The Importance of Emotional self-regulation in Children

When it comes to children of any age, parenting is tough. One might think they know the answer, and then the question is changed. 

Like us, children sometimes find it challenging to regulate their emotions which often leads to meltdowns and the inability to problem-solve. 

Emotional self-regulation is as follows: Emotional self-regulation refers to the ability to control and be aware of one’s emotions to take on tasks more effectively.

Although this may seem impossible in little humans, it is vital for ongoing development. Children learn to self-regulate over time – some benefits include the following: 

  • Improvement in emotional intelligence 
  • A sense of self-discipline may develop 
  • Becoming more independent 
  • Adapting better to environmental changes

As adults, we often find it difficult to control and manage our emotions and behaviours, so the question you may be asking yourself now is, “How am I supposed to get my screaming child to manage and control their emotions?”

Well, here are a few simple ideas to get you started.

Number 1:  regulate your own emotions and body before approaching the situation and trying to help your child handle it. It is often said that children feed off of their parent’s emotions and behaviours. As hard as it may be – try to sound calm. It would help if you also let them identify how they may feel. (Feelings chart can assist)

Number 2: Participate in regulation strategies with your child. This may be things like spending time in a calm and quiet place; the critical component is a connection or tense and release activities (ball up your fists as tightly as you can while breathing in and releasing your fist or exhaling). There are many more effective strategies, but this step’s primary focus is establishing a calmer environment.

Number 3: Make use of a problem-solving wheel with different strategies. Visual aids may benefit your child as they can act as a reminder of regulation strategies.

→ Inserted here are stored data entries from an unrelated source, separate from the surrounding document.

PR #412, opened 2018-02-15
Speed up JSONRenderer.extract_included

amw:
I've hit a nasty performance issue with one of my index-type API endpoints. It returns only about 600 elements each with 3 additional resources included (one of them nested under another). The included resources are widely shared (loaded with `prefetch_related`). All database queries for this request taken together execute for less than 10ms, but the entire request takes over 2 seconds to complete. That's not reasonable at all.

Turns out main view code was taking *"only"* about 500ms (still a lot for this amount of data) while `JSONRenderer.render` was taking almost 2 seconds.

In this PR I am introducing some optimizations to `JSONRenderer.extract_included` – instead of serializing all related resources and then deduplicating them near the end, I pass a cache of serialized resources and skip processing when encountering the same resource.

Here are some measurements I've put around the `render` method. Before my changes:
```
Successfully completed rendering in 1.807s
Successfully completed rendering in 1.790s
Successfully completed rendering in 1.788s
Successfully completed rendering in 1.809s
```

After my changes:
```
Successfully completed rendering in 0.465s
Successfully completed rendering in 0.460s
Successfully completed rendering in 0.463s
Successfully completed rendering in 0.463s
```

Just to give the idea of how much time `extract_included` takes for my request and what is the ceiling for our optimizations I've ran another test with `extract_included` short-circuited to return immediately without extracting anything:
```
Successfully completed rendering in 0.054s
Successfully completed rendering in 0.056s
Successfully completed rendering in 0.054s
Successfully completed rendering in 0.054s
```

## Warning

Optimization in this PR is aggressive and there is a theoretical scenario where it could fail to extract some resources. It is related to nested included resources, e.g. `["contributors", "author.opinions"]`. If `author` happened to be first extracted via a different path (like `contributors`) then their related `opinions` would never get extracted.

I do not run this risk, because I don't include the same resource type via multiple paths in a single endpoint. I think this risk is acceptable for this library overall. Including one resource type via multiple paths in a single endpoint is already unsafe operation today – if you were to use different `Serializer` classes for these different paths then only one serialization would be kept for `included` key at the end of rendering. The versions of the same serialized resource would be discarded as long as they have the same `type` and `id` values.

## Caveat

I have focused on optimizing extraction via a simple `ResourceRelatedField`. There are more optimizations that can be made for `ListSerializer` and the `included_cache` dictionary that I have introduced paves the way for others to implement them.

### DIFF
--- a/rest_framework_json_api/exceptions.py
+++ b/rest_framework_json_api/exceptions.py
@@ -2,12 +2,13 @@ from django.conf import settings
 from django.utils.translation import ugettext_lazy as _
 from rest_framework import exceptions, status
 
-from rest_framework_json_api import renderers, utils
+from rest_framework_json_api import utils
 
 
 def rendered_with_json_api(view):
+    from rest_framework_json_api.renderers import JSONRenderer
     for renderer_class in getattr(view, 'renderer_classes', []):
-        if issubclass(renderer_class, renderers.JSONRenderer):
+        if issubclass(renderer_class, JSONRenderer):
             return True
     return False
 
--- a/rest_framework_json_api/renderers.py
+++ b/rest_framework_json_api/renderers.py
@@ -2,7 +2,7 @@
 Renderers
 """
 import copy
-from collections import OrderedDict
+from collections import OrderedDict, defaultdict
 
 import inflection
 from django.db.models import Manager
@@ -13,6 +13,7 @@ from rest_framework.settings import api_settings
 
 import rest_framework_json_api
 from rest_framework_json_api import utils
+from rest_framework_json_api.relations import ResourceRelatedField
 
 
 class JSONRenderer(renderers.JSONRenderer):
@@ -313,12 +314,12 @@ class JSONRenderer(renderers.JSONRenderer):
         return relation_instance
 
     @classmethod
-    def extract_included(cls, fields, resource, resource_instance, included_resources):
+    def extract_included(cls, fields, resource, resource_instance, included_resources,
+                         included_cache):
         # this function may be called with an empty record (example: Browsable Interface)
         if not resource_instance:
             return
 
-        included_data = list()
         current_serializer = fields.serializer
         context = current_serializer.context
         included_serializers = utils.get_included_serializers(current_serializer)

Number 4: Verbal reminder: talk your child through each strategy. Allow them to choose which method they would like to use. Giving your child choices is always an excellent technique to establish independence. 

Number 5: Listen to your child and ensure that you allow them to express their needs, working collaboratively to find solutions that may be helpful. 

These simple suggestions make it easier for you as a parent to connect with your child’s emotions and allow them to establish and regulate their feelings.

We tend to forget that our little people are people and sometimes require a helping hand to navigate life.